====== Data under study

PR #969, opened 2022-06-13
test: rich rule parsing bottleneck increase timeout

afreof:
On some low performance devices (ARM Cortex A35) this test needs much
longer.


erig0:
Thanks! Merging.

If this continues to be a problem on low end devices then I think we'll just completely remove the timeout.

PR #978, opened 2022-06-25
add protocol test in policy.at

kircherlike:
add protocol test in policy.at


erig0:
> add protocol test in policy.at

There are already protocol tests in `src/tests/features/protocols.at`. These seem redundant.

erig0:
Closing because there is already test coverage for this area.

PR #993, opened 2022-07-17
Add Nebula service

Fale:
[Nebula](https://github.com/slackhq/nebula) is a Noise-based VPN that uses port 4242/UDP by default. The port needs to be open on all discoverable hosts, which are called `lighthouse` in Nebula.


erig0:
Hi, this looks good to merge.

I just want to confirm that you want firewalld to ship these service definitions. Some projects prefer to ship the definitions as part of their package. That may make it easier to manage version differences, avoid package conflicts, etc. See https://github.com/firewalld/firewalld/pull/1002 (and https://github.com/firewalld/firewalld/pull/552) for one such case.

I'm more than happy to take these though. Just let me know.

Fale:
I think we can proceed with the inclusion within Firewalld.
The upstream project is not shipping the firewalld configuration nor seems interested in doing so.
Also, due to the nature of nebula, it would not make much sense to ship firewalld configuration.

erig0 (approved):

PR #1010, opened 2022-08-28
fix(bash): fix ipset commands autocompletion

freedge:
Fix typo that prevent autocompletion of --ipset commands.


erig0 (approved):
lgtm. Thanks!

PR #1011, opened 2022-08-28
fix(firewalld): prevent exception checking ipsets

freedge:
in the case of --remove-entries-from-file,
check_for_overlapping_entries can be called with no entry in input,
which fails with an exception.

Fixes: rhbz2121985


erig0 (approved):
Thanks. I pushed a new test case on top of your commit. I'll merge after CI completes.

PR #1012, opened 2022-08-28
feat(service): add Ceph Prometheus exporter

freedge:
Add Prometheus module listening on default port 9283.
(https://docs.ceph.com/en/quincy/mgr/prometheus/)


erig0 (approved):
lgtm. Thanks.

PR #1031, opened 2022-10-05
Llmnr client

yrro:


config/services/llmnr.xml
```diff
@@ -1,7 +1,7 @@
 <?xml version="1.0" encoding="utf-8"?>
 <service>
   <short>LLMNR</short>
-  <description>Link-Local Multicast Name Resolution (LLMNR) allows both IPv4 and IPv6 hosts to perform name resolution for hosts on the same local link.</description>
+  <description>Link-Local Multicast Name Resolution (LLMNR) allows both IPv4 and IPv6 hosts to perform name resolution for hosts on the same local link. This service matches incoming queries; it will allow this host to be resolved by other hosts.</description>
   <include service="llmnr-tcp"/>
   <include service="llmnr-udp"/>
```
erig0, line 6: What do you think about allowing `llmnr-client` here? I think a user enabling `llmnr` will also want to hear the replies.

Note that `ws-discovery` does NOT include `ws-discovery-client`, but maybe it should. I wonder how @gbsf and @marcosfrm feel about this.

marcosfrm: We should avoid `source-port` as much as possible. rfc4795 says implementations are free to discard unsolicited responses...

erig0: @marcosfrm, fair enough. Let's leave out the `-client` variants then.

gbsf: The thing is, while the `-client` services are a kludge, they are basically required to use on desktop machines. Until we can get conntrackd working, we have to rely on an implementation detail that Linux applications in general use the same request port number as the response, instead of a random one. The multicast-to-unicast dance leaves no other option, otherwise we end up discarding _solicited_ responses too…
If they are not enabled by default alongside the main service, I feel that at least the description of those should mention that `-client` is currently needed to receive replies.

erig0: Let me ask it this way.

Would a user _expect_ that enabling the `llmnr` service will allow them to make queries?

marcosfrm: I stand against any rule with `source-port` being enabled indirectly.

config/services/llmnr-client.xml
```diff
@@ -0,0 +1,7 @@
+<?xml version="1.0" encoding="utf-8"?>
+<service>
+  <short>LLMNR Client</short>
+  <description>LLMNR allows both IPv4 and IPv6 hosts to perform name resolution for hosts on the same local link. This service matches incoming responses.</description>
+  <description>Link-Local Multicast Name Resolution (LLMNR) allows both IPv4 and IPv6 hosts to perform name resolution for hosts on the same local link. This service matches incoming responses; it will allow this host to be resolved by other hosts. This service matches by source-port; if added to an untrusted zone, an attacker within that zone could bypass the firewall. Only add this service to reasonably-safe zones.</description>
```
erig0, line 5: This is a duplicate description.

erig0 (changes requested):
One change needed, otherwise lgtm.

erig0 (approved):
I cleaned up this commit and split it into two. Will merge after CI completes.

yrro:
Ah thanks :)

Issue #1057, opened 2022-11-29
Remove application specific service files (at least from main package)


tebrevik:
### What would you like to be added

I would like application specific service defintions to be removed. At least from the main package.

### Why is this needed

Right now there is an open jellyfin issue due to #861:   https://github.com/jellyfin/jellyfin/issues/8587

I get that application specific service files has been implemented for a reason and that there might be good arguments for doing it this way. But in my opinion having application specific service files in the main firewalld package is a mistake. This create strong bindings to the applications that I don't think should be there. It should be (and has been) the application that should distribute this service file. What if the application want to add another port or something, should it then need to delay that release until firewalld service files has been updated? And why do the firewalld project want to take on the responsibilty for opening ports that suddenly might not be used by the next version of the application?

If the firewalld project feels that these service files belong then I suggest that they at least should be separated out into individual package files, like firewalld-jellyfin.rpm. Another option would be to gather the application services in firewalld-services.rpm.

erig0:
If Jellyfin has been shipping a service definition for some time, then we can probably safely revert #861. @cmuellner, any thoughts?

There are advantages and disadvantages to including the service definition in firewalld itself. Some packages prefer to ship them by themselves, others prefer to include them in firewalld.

tebrevik:
I'm just a user of both applications, so worst case you both remove your service defintions...

But my highly personal opinion is that it's a risk for a firewall application to carry service defintions that likely will be outdated or mismatched at some point due to changes in the original application.

cmuellner:
My understanding is, that Podman installation is the preferred installation method on Fedora.
In this case no host configuration for firewalld will be installed for Jellyfin.
And the remote management console (cockpit) benefits from named firewalld configs (that was the use case that I intended to improve with the patch).

So as long as Jellyfin documents installation methods for Fedora that don't install firewalld configs, there will be an inconsistent user experience if we revert the support from firewalld.

Anyway, I don't mind if the change gets reverted.

erig0:
> But my highly personal opinion is that it's a risk for a firewall application to carry service defintions that likely will be outdated or mismatched at some point due to changes in the original application.

As you say, this is your opinion. Others prefer to ship it in via firewalld, e.g. #1009.

If the jellyfin maintainers want to see the service definition reverted in firewalld, then I'll revert. I just need an official word.

cmuellner:
[...]

PR #1058, opened 2022-11-29
Revert "feat(service): Add jellyfin service"

cmuellner:
This reverts commit 8c168d9eda5fd035d91422393ffea9b6ebcd2728.

As reported in https://github.com/jellyfin/jellyfin/issues/8587, this causes an issue with RPMs shipped by Jellyfin. This has been reported to firewalld in https://github.com/firewalld/firewalld/issues/1057, where @joshuaboniface stated that the Jellyfin project would like to remove the Jellyfin config from firewalld, which is what this change does.

CC: @erig0

### DIFF
--- a/config/Makefile.am
+++ b/config/Makefile.am
@@ -192,7 +192,6 @@ CONFIG_FILES = \
 	services/irc.xml \
 	services/iscsi-target.xml \
 	services/isns.xml \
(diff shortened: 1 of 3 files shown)


erig0 (approved):
Thanks!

============

**What this task involves:**
Line by line, copy the data above exactly as it reads.

**Reply to the exercise:**
PR #969, opened 2022-06-13
test: rich rule parsing bottleneck increase timeout

afreof:
On some low performance devices (ARM Cortex A35) this test needs much
longer.


erig0:
Thanks! Merging.

If this continues to be a problem on low end devices then I think we'll just completely remove the timeout.

PR #978, opened 2022-06-25
add protocol test in policy.at

kircherlike:
add protocol test in policy.at


erig0:
> add protocol test in policy.at

There are already protocol tests in `src/tests/features/protocols.at`. These seem redundant.

erig0:
Closing because there is already test coverage for this area.

PR #993, opened 2022-07-17
Add Nebula service

Fale:
[Nebula](https://github.com/slackhq/nebula) is a Noise-based VPN that uses port 4242/UDP by default. The port needs to be open on all discoverable hosts, which are called `lighthouse` in Nebula.


erig0:
Hi, this looks good to merge.

I just want to confirm that you want firewalld to ship these service definitions. Some projects prefer to ship the definitions as part of their package. That may make it easier to manage version differences, avoid package conflicts, etc. See https://github.com/firewalld/firewalld/pull/1002 (and https://github.com/firewalld/firewalld/pull/552) for one such case.

I'm more than happy to take these though. Just let me know.

Fale:
I think we can proceed with the inclusion within Firewalld.
The upstream project is not shipping the firewalld configuration nor seems interested in doing so.
Also, due to the nature of nebula, it would not make much sense to ship firewalld configuration.

erig0 (approved):

PR #1010, opened 2022-08-28
fix(bash): fix ipset commands autocompletion

freedge:
Fix typo that prevent autocompletion of --ipset commands.


erig0 (approved):
lgtm. Thanks!

PR #1011, opened 2022-08-28
fix(firewalld): prevent exception checking ipsets

freedge:
in the case of --remove-entries-from-file,
check_for_overlapping_entries can be called with no entry in input,
which fails with an exception.

Fixes: rhbz2121985


erig0 (approved):
Thanks. I pushed a new test case on top of your commit. I'll merge after CI completes.

PR #1012, opened 2022-08-28
feat(service): add Ceph Prometheus exporter

freedge:
Add Prometheus module listening on default port 9283.
(https://docs.ceph.com/en/quincy/mgr/prometheus/)


erig0 (approved):
lgtm. Thanks.

PR #1031, opened 2022-10-05
Llmnr client

yrro:


config/services/llmnr.xml
```diff
@@ -1,7 +1,7 @@
 <?xml version="1.0" encoding="utf-8"?>
 <service>
   <short>LLMNR</short>
-  <description>Link-Local Multicast Name Resolution (LLMNR) allows both IPv4 and IPv6 hosts to perform name resolution for hosts on the same local link.</description>
+  <description>Link-Local Multicast Name Resolution (LLMNR) allows both IPv4 and IPv6 hosts to perform name resolution for hosts on the same local link. This service matches incoming queries; it will allow this host to be resolved by other hosts.</description>
   <include service="llmnr-tcp"/>
   <include service="llmnr-udp"/>
```
erig0, line 6: What do you think about allowing `llmnr-client` here? I think a user enabling `llmnr` will also want to hear the replies.

Note that `ws-discovery` does NOT include `ws-discovery-client`, but maybe it should. I wonder how @gbsf and @marcosfrm feel about this.

marcosfrm: We should avoid `source-port` as much as possible. rfc4795 says implementations are free to discard unsolicited responses...

erig0: @marcosfrm, fair enough. Let's leave out the `-client` variants then.

gbsf: The thing is, while the `-client` services are a kludge, they are basically required to use on desktop machines. Until we can get conntrackd working, we have to rely on an implementation detail that Linux applications in general use the same request port number as the response, instead of a random one. The multicast-to-unicast dance leaves no other option, otherwise we end up discarding _solicited_ responses too…
If they are not enabled by default alongside the main service, I feel that at least the description of those should mention that `-client` is currently needed to receive replies.

erig0: Let me ask it this way.

Would a user _expect_ that enabling the `llmnr` service will allow them to make queries?

marcosfrm: I stand against any rule with `source-port` being enabled indirectly.

config/services/llmnr-client.xml
```diff
@@ -0,0 +1,7 @@
+<?xml version="1.0" encoding="utf-8"?>
+<service>
+  <short>LLMNR Client</short>
+  <description>LLMNR allows both IPv4 and IPv6 hosts to perform name resolution for hosts on the same local link. This service matches incoming responses.</description>
+  <description>Link-Local Multicast Name Resolution (LLMNR) allows both IPv4 and IPv6 hosts to perform name resolution for hosts on the same local link. This service matches incoming responses; it will allow this host to be resolved by other hosts. This service matches by source-port; if added to an untrusted zone, an attacker within that zone could bypass the firewall. Only add this service to reasonably-safe zones.</description>
```
erig0, line 5: This is a duplicate description.

erig0 (changes requested):
One change needed, otherwise lgtm.

erig0 (approved):
I cleaned up this commit and split it into two. Will merge after CI completes.

yrro:
Ah thanks :)

Issue #1057, opened 2022-11-29
Remove application specific service files (at least from main package)


tebrevik:
### What would you like to be added

I would like application specific service defintions to be removed. At least from the main package.

### Why is this needed

Right now there is an open jellyfin issue due to #861:   https://github.com/jellyfin/jellyfin/issues/8587

I get that application specific service files has been implemented for a reason and that there might be good arguments for doing it this way. But in my opinion having application specific service files in the main firewalld package is a mistake. This create strong bindings to the applications that I don't think should be there. It should be (and has been) the application that should distribute this service file. What if the application want to add another port or something, should it then need to delay that release until firewalld service files has been updated? And why do the firewalld project want to take on the responsibilty for opening ports that suddenly might not be used by the next version of the application?

If the firewalld project feels that these service files belong then I suggest that they at least should be separated out into individual package files, like firewalld-jellyfin.rpm. Another option would be to gather the application services in firewalld-services.rpm.

erig0:
If Jellyfin has been shipping a service definition for some time, then we can probably safely revert #861. @cmuellner, any thoughts?

There are advantages and disadvantages to including the service definition in firewalld itself. Some packages prefer to ship them by themselves, others prefer to include them in firewalld.

tebrevik:
I'm just a user of both applications, so worst case you both remove your service defintions...

But my highly personal opinion is that it's a risk for a firewall application to carry service defintions that likely will be outdated or mismatched at some point due to changes in the original application.

cmuellner:
My understanding is, that Podman installation is the preferred installation method on Fedora.
In this case no host configuration for firewalld will be installed for Jellyfin.
And the remote management console (cockpit) benefits from named firewalld configs (that was the use case that I intended to improve with the patch).

So as long as Jellyfin documents installation methods for Fedora that don't install firewalld configs, there will be an inconsistent user experience if we revert the support from firewalld.

Anyway, I don't mind if the change gets reverted.

erig0:
> But my highly personal opinion is that it's a risk for a firewall application to carry service defintions that likely will be outdated or mismatched at some point due to changes in the original application.

As you say, this is your opinion. Others prefer to ship it in via firewalld, e.g. #1009.

If the jellyfin maintainers want to see the service definition reverted in firewalld, then I'll revert. I just need an official word.

cmuellner:
[...]

PR #1058, opened 2022-11-29
Revert "feat(service): Add jellyfin service"

cmuellner:
This reverts commit 8c168d9eda5fd035d91422393ffea9b6ebcd2728.

As reported in https://github.com/jellyfin/jellyfin/issues/8587, this causes an issue with RPMs shipped by Jellyfin. This has been reported to firewalld in https://github.com/firewalld/firewalld/issues/1057, where @joshuaboniface stated that the Jellyfin project would like to remove the Jellyfin config from firewalld, which is what this change does.

CC: @erig0

### DIFF
--- a/config/Makefile.am
+++ b/config/Makefile.am
@@ -192,7 +192,6 @@ CONFIG_FILES = \
 	services/irc.xml \
 	services/iscsi-target.xml \
 	services/isns.xml \
(diff shortened: 1 of 3 files shown)


erig0 (approved):
Thanks!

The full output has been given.